Problem: Report how many lines below include the string "shopwareBot". Please keep the reply to that number.

——

PR #2255, opened 2019-11-14
Fix update method so the existing component can be found

Isengo1989:
When you want to update a EKW element, you should use the createOrUpdate Method showed here (https://developers.shopware.com/developers-guide/custom-shopping-world-elements/#registering-a-new-element) - this will sadly not work since the component model ist not saving the component Name given in the method, but the name in the $data Array (see DB Table -> s_library_component).

The name therefore can never be matched and it will never update. 

It will change the findOneBy search for name from $componentName to $data['name']. The update works fine afterwards. 

$componentName seems to be unused after that. So it could be removed afterwards (I can change the PR) Please give a short feedback.

Install a Plugin with the usage of the ComponentInstaller -> update the fields / or add one -> a new element will be created.

-

https://developers.shopware.com/developers-guide/custom-shopping-world-elements/#registering-a-new-element -> maybe when the $componentName will be removed.

### 6. Checklist

### DIFF
--- a/engine/Shopware/Components/Emotion/ComponentInstaller.php
+++ b/engine/Shopware/Components/Emotion/ComponentInstaller.php
@@ -68,7 +68,7 @@ class ComponentInstaller
         $repo = $this->em->getRepository(Component::class);
         /** @var Component|null $component */
         $component = $repo->findOneBy([
-            'name' => $componentName,
+            'name' => $data['name'],
             'pluginId' => $plugin->getId(),
         ]);
         if (!$component) {


engine/Shopware/Components/Emotion/ComponentInstaller.php
```diff
@@ -68,7 +68,7 @@ public function createOrUpdate($pluginName, $componentName, array $data)
         $repo = $this->em->getRepository(Component::class);
         /** @var Component|null $component */
         $component = $repo->findOneBy([
-            'name' => $componentName,
+            'name' => $data['name'],
```
shopwareBot, line 71: We'd like to stick to the `$componentName` variable for this.

Instead of replacing it with the name from `$data`, rather unset the `name` key from the array to ensure it's not being overridden.

Isengo1989: @shopwareBot works for me - the docs need to be edited for that too then. I will update the PR later

PaddyS:
Hey @Isengo1989,

still on it?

——

Reply: 2